#### DIRECTIONS FOR THIS TASK
Please return every line below that contains the string "TgpuFnNode".
(THE DATA)
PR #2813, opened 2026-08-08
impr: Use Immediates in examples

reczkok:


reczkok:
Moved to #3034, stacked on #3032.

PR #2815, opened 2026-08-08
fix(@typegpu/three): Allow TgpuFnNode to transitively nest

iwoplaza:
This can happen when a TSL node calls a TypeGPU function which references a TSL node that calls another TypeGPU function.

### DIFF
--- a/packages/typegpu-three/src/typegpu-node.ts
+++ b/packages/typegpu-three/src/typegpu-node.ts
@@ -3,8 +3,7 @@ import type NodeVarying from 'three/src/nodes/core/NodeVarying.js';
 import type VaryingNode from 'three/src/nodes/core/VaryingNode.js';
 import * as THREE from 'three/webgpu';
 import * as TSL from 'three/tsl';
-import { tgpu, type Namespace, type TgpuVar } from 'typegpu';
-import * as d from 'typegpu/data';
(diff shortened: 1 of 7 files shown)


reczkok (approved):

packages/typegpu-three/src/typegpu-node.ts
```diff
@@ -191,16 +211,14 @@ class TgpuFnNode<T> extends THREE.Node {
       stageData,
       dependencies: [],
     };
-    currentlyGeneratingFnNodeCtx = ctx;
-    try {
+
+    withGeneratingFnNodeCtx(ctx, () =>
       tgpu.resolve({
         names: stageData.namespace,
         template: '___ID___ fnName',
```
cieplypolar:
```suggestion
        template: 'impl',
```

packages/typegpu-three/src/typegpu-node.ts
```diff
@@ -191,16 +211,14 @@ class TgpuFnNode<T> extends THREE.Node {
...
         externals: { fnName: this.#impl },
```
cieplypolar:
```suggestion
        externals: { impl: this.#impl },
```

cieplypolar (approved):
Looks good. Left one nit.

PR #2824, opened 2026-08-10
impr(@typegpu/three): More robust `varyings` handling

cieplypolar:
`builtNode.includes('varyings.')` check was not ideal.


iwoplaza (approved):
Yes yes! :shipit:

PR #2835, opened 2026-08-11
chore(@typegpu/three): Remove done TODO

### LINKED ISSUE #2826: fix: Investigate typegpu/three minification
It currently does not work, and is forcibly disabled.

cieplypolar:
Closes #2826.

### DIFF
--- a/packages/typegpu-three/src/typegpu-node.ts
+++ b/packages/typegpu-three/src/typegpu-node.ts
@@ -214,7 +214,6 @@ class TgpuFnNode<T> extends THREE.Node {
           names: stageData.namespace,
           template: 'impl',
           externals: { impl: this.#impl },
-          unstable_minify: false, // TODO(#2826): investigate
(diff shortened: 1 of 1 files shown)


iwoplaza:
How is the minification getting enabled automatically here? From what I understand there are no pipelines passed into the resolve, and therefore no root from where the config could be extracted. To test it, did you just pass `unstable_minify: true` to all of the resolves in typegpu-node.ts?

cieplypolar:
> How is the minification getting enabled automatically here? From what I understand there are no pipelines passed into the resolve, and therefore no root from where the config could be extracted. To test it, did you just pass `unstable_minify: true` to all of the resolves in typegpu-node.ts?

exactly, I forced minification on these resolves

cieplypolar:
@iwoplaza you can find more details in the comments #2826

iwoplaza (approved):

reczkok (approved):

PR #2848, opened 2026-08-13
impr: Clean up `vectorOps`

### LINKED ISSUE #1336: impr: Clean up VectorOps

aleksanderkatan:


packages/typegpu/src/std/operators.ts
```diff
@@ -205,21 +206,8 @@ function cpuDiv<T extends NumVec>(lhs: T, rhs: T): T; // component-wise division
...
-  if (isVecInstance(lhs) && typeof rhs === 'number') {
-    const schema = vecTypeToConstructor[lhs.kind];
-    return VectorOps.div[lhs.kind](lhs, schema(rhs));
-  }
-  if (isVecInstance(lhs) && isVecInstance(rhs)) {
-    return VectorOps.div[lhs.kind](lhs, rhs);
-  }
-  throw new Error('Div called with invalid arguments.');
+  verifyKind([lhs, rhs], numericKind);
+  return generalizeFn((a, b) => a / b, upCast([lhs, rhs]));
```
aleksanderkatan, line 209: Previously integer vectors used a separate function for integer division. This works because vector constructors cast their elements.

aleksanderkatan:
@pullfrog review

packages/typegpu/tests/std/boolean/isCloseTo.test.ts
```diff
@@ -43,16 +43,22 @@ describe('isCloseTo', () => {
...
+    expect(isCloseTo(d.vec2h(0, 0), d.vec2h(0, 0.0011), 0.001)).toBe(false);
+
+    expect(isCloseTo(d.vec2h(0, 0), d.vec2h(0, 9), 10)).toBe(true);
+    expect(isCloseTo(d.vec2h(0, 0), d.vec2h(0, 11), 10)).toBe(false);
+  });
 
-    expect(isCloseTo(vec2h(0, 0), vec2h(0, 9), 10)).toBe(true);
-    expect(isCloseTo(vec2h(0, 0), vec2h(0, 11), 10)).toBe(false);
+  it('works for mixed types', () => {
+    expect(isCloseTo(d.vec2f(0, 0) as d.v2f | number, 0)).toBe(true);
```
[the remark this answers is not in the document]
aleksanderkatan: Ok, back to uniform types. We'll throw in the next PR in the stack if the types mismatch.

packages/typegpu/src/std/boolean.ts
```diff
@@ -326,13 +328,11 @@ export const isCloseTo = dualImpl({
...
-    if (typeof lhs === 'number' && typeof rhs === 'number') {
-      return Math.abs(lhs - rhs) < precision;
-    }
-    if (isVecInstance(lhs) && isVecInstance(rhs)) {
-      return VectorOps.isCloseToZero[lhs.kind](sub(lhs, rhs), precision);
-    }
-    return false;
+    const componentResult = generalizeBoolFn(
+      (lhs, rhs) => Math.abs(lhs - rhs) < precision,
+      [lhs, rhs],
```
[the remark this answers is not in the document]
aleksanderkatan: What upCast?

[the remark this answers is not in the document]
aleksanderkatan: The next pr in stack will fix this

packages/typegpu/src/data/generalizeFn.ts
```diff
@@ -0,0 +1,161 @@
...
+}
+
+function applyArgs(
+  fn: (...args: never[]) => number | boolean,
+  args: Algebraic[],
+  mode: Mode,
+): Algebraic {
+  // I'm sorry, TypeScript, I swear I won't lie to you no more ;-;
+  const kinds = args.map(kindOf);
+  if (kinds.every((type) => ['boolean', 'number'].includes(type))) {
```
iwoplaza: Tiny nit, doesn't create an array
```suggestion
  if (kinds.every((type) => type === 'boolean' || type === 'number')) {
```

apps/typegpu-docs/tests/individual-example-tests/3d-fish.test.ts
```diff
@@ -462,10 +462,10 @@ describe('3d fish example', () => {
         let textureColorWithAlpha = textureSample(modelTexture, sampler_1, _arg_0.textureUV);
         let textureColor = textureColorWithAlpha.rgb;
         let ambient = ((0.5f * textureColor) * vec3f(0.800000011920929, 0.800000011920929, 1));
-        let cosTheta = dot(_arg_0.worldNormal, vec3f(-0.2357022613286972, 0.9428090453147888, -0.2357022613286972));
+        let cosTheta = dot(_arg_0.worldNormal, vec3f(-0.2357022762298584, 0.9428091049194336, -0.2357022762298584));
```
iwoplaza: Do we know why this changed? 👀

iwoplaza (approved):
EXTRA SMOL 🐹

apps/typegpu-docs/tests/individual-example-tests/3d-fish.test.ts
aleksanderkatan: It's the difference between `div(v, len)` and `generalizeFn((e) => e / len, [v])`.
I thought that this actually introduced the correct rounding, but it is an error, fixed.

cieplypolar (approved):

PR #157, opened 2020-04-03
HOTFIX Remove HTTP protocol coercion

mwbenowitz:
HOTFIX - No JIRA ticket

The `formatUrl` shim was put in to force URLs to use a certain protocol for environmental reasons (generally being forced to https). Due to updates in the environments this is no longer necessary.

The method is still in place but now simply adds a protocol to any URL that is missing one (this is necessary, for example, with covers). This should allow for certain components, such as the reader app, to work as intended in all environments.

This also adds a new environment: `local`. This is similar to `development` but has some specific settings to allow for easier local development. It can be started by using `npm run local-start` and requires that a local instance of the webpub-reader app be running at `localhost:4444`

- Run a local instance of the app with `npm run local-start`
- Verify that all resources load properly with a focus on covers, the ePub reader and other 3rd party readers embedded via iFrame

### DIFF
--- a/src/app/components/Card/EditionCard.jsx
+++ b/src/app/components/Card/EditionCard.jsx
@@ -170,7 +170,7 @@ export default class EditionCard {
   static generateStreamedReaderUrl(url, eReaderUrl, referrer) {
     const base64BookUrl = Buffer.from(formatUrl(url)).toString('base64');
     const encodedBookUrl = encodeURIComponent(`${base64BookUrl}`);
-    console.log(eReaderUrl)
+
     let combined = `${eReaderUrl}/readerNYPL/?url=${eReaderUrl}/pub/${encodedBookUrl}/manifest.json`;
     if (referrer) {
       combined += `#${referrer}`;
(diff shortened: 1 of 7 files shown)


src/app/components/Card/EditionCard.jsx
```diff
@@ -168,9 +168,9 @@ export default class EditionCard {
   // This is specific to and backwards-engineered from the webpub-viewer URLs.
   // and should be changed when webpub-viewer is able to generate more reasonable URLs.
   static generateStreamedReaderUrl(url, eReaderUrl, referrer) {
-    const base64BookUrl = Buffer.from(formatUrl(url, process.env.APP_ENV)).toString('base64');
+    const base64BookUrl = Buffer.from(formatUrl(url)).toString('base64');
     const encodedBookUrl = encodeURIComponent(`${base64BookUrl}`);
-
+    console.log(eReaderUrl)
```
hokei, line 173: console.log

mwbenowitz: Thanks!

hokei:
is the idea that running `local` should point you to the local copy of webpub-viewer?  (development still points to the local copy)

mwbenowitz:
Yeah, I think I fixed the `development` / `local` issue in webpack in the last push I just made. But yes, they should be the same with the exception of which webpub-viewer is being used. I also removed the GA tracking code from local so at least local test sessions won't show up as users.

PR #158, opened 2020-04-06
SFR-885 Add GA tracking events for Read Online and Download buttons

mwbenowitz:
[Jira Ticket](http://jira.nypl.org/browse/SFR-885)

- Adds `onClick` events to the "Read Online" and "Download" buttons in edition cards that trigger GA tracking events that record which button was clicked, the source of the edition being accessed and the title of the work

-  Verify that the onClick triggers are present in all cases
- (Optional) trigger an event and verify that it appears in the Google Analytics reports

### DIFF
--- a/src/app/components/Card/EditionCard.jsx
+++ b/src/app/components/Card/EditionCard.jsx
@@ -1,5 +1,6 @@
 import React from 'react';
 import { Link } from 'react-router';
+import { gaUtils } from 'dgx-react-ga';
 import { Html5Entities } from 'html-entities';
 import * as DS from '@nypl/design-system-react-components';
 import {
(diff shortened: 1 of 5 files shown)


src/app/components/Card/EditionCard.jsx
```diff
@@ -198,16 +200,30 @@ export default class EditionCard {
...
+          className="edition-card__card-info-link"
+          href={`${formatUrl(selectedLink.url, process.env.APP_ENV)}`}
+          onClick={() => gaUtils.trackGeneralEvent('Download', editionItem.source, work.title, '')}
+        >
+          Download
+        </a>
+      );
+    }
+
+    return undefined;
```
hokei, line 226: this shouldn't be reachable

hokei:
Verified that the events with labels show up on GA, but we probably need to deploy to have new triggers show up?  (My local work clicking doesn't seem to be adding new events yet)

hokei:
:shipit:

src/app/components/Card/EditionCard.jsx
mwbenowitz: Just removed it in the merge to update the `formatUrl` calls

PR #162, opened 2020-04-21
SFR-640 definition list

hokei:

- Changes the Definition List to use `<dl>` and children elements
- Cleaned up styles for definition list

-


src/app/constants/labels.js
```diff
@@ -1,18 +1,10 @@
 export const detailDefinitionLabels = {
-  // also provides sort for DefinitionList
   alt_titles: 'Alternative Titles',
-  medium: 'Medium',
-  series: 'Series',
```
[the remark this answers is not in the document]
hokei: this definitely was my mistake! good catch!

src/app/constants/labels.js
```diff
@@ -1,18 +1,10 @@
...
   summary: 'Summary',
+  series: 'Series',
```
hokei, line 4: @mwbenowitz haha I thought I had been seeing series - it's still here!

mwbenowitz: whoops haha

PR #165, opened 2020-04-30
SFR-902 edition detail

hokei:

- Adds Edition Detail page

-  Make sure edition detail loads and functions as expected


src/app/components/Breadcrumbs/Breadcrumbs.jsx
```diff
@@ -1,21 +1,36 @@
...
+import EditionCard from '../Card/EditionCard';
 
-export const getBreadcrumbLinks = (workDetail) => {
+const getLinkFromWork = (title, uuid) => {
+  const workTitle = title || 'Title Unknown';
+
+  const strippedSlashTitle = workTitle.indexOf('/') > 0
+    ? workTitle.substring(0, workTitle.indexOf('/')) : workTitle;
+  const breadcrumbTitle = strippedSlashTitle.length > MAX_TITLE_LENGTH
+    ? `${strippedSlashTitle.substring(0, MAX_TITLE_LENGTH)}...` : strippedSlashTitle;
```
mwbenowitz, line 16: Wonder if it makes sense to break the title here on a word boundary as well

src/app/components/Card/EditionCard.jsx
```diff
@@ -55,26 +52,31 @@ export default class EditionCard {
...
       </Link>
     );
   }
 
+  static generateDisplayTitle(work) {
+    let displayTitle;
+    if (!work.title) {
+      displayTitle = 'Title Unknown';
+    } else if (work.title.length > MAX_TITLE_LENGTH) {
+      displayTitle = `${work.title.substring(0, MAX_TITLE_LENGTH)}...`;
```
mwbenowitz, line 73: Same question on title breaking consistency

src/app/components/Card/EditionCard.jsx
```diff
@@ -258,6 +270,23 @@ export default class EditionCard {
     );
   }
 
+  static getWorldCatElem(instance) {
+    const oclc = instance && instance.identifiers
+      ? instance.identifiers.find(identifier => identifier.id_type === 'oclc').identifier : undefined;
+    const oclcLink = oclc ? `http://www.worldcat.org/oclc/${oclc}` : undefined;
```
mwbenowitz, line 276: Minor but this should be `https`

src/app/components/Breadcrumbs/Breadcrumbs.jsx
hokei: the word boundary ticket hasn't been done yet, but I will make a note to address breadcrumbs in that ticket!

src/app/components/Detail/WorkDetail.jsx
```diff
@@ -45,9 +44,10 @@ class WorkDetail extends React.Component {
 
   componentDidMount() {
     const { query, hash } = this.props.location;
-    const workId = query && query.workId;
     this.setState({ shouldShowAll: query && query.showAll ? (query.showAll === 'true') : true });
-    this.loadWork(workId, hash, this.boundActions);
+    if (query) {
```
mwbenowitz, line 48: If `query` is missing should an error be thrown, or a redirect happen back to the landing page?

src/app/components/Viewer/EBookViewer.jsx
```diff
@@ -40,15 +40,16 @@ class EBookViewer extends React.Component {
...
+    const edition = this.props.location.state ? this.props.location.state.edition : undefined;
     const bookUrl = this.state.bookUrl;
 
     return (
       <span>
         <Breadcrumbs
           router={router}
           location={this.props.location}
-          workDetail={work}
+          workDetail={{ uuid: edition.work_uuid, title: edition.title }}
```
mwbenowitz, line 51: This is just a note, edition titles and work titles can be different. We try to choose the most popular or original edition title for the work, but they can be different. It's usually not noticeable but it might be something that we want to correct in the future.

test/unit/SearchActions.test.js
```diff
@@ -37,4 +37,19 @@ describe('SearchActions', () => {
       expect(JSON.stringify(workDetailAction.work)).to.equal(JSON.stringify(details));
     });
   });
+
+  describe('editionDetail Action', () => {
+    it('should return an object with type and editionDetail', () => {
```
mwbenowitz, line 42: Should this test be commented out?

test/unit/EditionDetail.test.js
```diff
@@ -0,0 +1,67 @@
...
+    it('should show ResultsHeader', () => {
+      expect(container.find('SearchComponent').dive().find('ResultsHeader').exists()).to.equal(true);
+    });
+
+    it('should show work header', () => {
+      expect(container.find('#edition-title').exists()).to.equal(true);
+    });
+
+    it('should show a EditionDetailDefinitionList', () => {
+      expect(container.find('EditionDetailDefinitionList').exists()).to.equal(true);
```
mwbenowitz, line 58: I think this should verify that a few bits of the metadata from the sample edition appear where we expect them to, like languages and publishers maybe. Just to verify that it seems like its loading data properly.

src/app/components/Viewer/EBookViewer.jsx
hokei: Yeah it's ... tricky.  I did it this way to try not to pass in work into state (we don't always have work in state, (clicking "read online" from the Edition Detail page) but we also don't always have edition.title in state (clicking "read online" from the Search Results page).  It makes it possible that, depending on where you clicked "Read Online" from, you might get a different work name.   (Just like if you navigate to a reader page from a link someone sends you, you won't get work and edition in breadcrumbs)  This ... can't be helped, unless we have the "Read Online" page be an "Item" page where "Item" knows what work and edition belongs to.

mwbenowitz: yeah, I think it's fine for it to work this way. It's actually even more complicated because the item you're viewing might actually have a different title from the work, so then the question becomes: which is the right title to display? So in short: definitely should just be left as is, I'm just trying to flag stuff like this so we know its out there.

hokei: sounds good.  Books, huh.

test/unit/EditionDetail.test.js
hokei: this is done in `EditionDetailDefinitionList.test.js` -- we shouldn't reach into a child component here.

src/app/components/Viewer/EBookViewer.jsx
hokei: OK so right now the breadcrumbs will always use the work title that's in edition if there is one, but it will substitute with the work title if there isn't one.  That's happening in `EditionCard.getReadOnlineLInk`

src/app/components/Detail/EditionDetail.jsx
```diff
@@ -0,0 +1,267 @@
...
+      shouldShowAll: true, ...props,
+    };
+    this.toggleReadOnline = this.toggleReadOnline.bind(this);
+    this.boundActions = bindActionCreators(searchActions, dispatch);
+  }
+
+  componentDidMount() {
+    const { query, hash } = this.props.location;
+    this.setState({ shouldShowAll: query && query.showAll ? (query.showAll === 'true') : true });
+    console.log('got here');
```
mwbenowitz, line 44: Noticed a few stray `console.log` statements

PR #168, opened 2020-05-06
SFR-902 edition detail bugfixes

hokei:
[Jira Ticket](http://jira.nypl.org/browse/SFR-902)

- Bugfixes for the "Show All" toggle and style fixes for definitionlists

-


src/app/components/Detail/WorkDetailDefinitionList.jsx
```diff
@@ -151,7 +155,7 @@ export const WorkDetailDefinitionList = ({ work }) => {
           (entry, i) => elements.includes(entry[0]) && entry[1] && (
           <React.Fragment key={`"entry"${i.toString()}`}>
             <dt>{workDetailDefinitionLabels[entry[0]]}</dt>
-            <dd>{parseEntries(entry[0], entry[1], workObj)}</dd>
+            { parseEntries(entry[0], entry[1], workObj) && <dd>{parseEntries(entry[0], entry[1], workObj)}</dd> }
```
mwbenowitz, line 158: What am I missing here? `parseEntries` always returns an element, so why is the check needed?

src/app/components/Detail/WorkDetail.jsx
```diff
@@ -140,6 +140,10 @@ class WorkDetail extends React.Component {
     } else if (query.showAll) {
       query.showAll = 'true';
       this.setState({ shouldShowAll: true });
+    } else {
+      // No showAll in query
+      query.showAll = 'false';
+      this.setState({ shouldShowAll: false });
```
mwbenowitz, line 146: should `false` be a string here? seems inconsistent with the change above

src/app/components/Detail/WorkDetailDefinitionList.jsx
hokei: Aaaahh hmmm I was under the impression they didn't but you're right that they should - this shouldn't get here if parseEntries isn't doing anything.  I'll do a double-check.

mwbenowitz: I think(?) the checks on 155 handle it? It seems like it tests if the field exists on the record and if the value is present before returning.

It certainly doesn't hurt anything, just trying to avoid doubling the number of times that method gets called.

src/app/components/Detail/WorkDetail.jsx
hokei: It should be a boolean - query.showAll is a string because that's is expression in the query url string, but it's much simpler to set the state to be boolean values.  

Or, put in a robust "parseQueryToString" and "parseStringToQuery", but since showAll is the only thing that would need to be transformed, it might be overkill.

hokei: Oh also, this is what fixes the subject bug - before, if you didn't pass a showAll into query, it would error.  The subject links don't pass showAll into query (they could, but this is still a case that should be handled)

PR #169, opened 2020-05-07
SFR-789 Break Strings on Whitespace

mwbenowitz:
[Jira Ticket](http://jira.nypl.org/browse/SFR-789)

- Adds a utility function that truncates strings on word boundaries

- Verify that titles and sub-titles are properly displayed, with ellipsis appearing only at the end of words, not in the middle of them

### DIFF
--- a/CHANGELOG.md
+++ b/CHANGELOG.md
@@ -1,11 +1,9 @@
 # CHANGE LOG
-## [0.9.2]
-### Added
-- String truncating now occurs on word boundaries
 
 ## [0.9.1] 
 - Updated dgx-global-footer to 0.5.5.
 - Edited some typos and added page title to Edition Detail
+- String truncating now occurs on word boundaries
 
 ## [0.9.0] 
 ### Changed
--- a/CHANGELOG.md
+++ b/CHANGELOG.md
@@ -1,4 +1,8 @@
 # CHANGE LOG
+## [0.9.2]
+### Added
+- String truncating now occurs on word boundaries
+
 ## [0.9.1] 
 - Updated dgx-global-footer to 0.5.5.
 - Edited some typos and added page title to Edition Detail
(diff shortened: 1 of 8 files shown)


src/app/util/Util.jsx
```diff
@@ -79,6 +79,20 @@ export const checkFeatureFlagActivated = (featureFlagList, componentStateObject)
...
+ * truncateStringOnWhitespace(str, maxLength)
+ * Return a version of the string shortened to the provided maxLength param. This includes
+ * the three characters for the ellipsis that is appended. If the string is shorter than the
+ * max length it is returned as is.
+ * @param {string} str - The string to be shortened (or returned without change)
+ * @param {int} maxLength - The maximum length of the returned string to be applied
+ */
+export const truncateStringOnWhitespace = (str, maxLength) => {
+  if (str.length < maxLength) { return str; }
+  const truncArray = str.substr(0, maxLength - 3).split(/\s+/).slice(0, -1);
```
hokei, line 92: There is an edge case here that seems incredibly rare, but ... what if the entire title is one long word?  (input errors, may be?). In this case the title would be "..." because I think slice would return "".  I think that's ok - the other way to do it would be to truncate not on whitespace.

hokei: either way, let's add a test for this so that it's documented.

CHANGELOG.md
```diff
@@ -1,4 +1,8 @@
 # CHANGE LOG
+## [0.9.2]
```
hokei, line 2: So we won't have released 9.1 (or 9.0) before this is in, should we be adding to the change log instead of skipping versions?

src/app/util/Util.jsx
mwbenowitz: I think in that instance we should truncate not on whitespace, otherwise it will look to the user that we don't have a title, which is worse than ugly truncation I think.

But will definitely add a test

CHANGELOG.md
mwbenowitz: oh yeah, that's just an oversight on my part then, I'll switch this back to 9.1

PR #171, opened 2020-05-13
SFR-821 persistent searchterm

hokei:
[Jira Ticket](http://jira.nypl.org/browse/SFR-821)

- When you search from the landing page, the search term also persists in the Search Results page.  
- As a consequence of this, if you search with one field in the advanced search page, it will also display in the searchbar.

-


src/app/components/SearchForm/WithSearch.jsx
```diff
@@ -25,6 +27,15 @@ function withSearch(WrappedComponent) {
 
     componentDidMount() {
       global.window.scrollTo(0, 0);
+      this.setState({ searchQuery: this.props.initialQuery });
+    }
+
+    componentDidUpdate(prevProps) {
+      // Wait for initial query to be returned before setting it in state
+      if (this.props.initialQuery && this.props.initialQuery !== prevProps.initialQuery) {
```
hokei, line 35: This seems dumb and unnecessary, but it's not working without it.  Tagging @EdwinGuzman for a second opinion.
(End THE DATA)
#### RESPONSE AREA
fix(@typegpu/three): Allow TgpuFnNode to transitively nest
@@ -191,16 +211,14 @@ class TgpuFnNode<T> extends THREE.Node {
@@ -191,16 +211,14 @@ class TgpuFnNode<T> extends THREE.Node {
@@ -214,7 +214,6 @@ class TgpuFnNode<T> extends THREE.Node {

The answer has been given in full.